2015's Top Ten Tech Cars: Formula E Spark-Renault SRT_01E

A green machine on the racing scene

2 min read
2015's Top Ten Tech Cars: Formula E Spark-Renault SRT_01E
Photo: FIA

Video: FIA Formula E Championship

Better batteries, better electric vehicles, and a pox on fossil fuel: That’s the ethos of Formula E, a revolutionary international race series and test bed for potential EV technology for the street. This year’s 10-race series began in Beijing and will conclude in London in June. Backers are convinced that validating electric performance in harsh race conditions can spin off benefits—greater energy density, shorter charging times, new battery chemistries—to street EVs.

Governed by Formula One’s sanctioning body, the single-spec Formula E car is designed and built by a who’s who of racing heavyweights. McLaren Electronic Systems created the AC “motor-generator unit,” with a maximum 200 kilowatts (268 horsepower) and a roughly 3.0-second sprint from 0 to 100 kilometers per hour (62 miles per hour). A driver-operated “push to pass” feature delivers temporary bursts of an additional 67 kW (90 hp).

Italy’s Dallara built the carbon-fiber-and-aluminum honeycomb chassis. Williams Advanced Engineering, which helped introduce KERS (kinetic energy recovery systems) to F1, designed in just six months what it calls one of the most sophisticated traction batteries in history. Limited to 200 kilograms (441 pounds), the liquid-cooled, lithium-ion Rechargeable Energy Storage System passed the same ultrarigorous fire and impact standards of F1 components.

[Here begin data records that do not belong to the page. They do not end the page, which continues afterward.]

PR #104, opened 2022-01-10
LIIKUNTA-259 | Fix ontologies overlapping datetime picker

Jokinen:
## Description

Changes z-index so that date time picker isn't rendered below keywords.

### Closes

**[LIIKUNTA-259](https://helsinkisolutionoffice.atlassian.net/browse/LIIKUNTA-259):**

## Screenshots

Screenshot 2022-01-10 at 14 04 17
Screenshot 2022-01-10 at 14 04 21

### DIFF
--- a/src/common/components/dateTimePicker/dateTimePicker.module.scss
+++ b/src/common/components/dateTimePicker/dateTimePicker.module.scss
@@ -54,7 +54,7 @@
       padding: 1.2rem 1.2rem;
       left: 0;
       right: 0;
-      z-index: 100;
+      z-index: 1000;
       display: flex;
       flex-flow: column;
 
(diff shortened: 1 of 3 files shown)


Sartonon:
Having issues running this branch locally.

Screenshot 2022-01-12 at 17 20 56

Sartonon:
Something going on with collections:

```
 graphQLErrors: [
    {
      debugMessage: 'Cannot return null for non-nullable field "Collection.id".',
      message: 'Internal server error',
      extensions: [Object],
      locations: [Array],
      path: [Array]
    }
  ],
```

Sartonon (approved):
Looks good but while trying to figure out why this has to be done or why keywords have high z-index I noticed that some event card look strange in venue page:

Screenshot 2022-01-13 at 9 36 53

Jokinen:
They do look strange, but some of that is due to the data being a bit difficult to navigate. The amount of tags is limited to an amount that would look good when the keyword has a one/two word label.

Jokinen:
I added a fix to the collection issue you mentioned.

Power train: Rechargeable Energy Storage System (RESS) with maximum 200 kW (268 hp)

Formula E rules say the battery can deliver no more than 28 kilowatt-hours of juice per race, or less energy than in 1 gallon of gasoline. Speeds are limited to 225 km/h to conserve that energy, but there’s no recharging during the event: Instead, each driver needs two cars to finish the 1-hour race, “refueling” by jumping from a depleted racer into a fully charged car in the pits.

Prior to January’s Buenos Aires event, Marco Andretti, the IndyCar driver and the third generation of the famous racing clan, told IEEE Spectrum that he was eager for his first electron-aided competition: “I’m going in cold turkey, which I always like. I’ll drive anything with wheels on it.” Earlier races in Beijing and Malaysia were exciting and closely contested, with wrecks and even controversy: As with the much-reviled, four-cylinder F1 cars, fans grouse that the eerily silent Spark-Renaults take the ear-splitting joy out of racing. Backers considered adding artificial, synthesized engine sounds, but rejected that idea because it would add weight.

Andretti counts himself “a big critic” of wimpy-whiny F1 cars, but he has decided to cut Formula E some slack. “I’m all about the sound as well. But I think fans have to get over that hump and look forward. Being more green is the key here, and it’s unbelievable what they’ve been able to do.”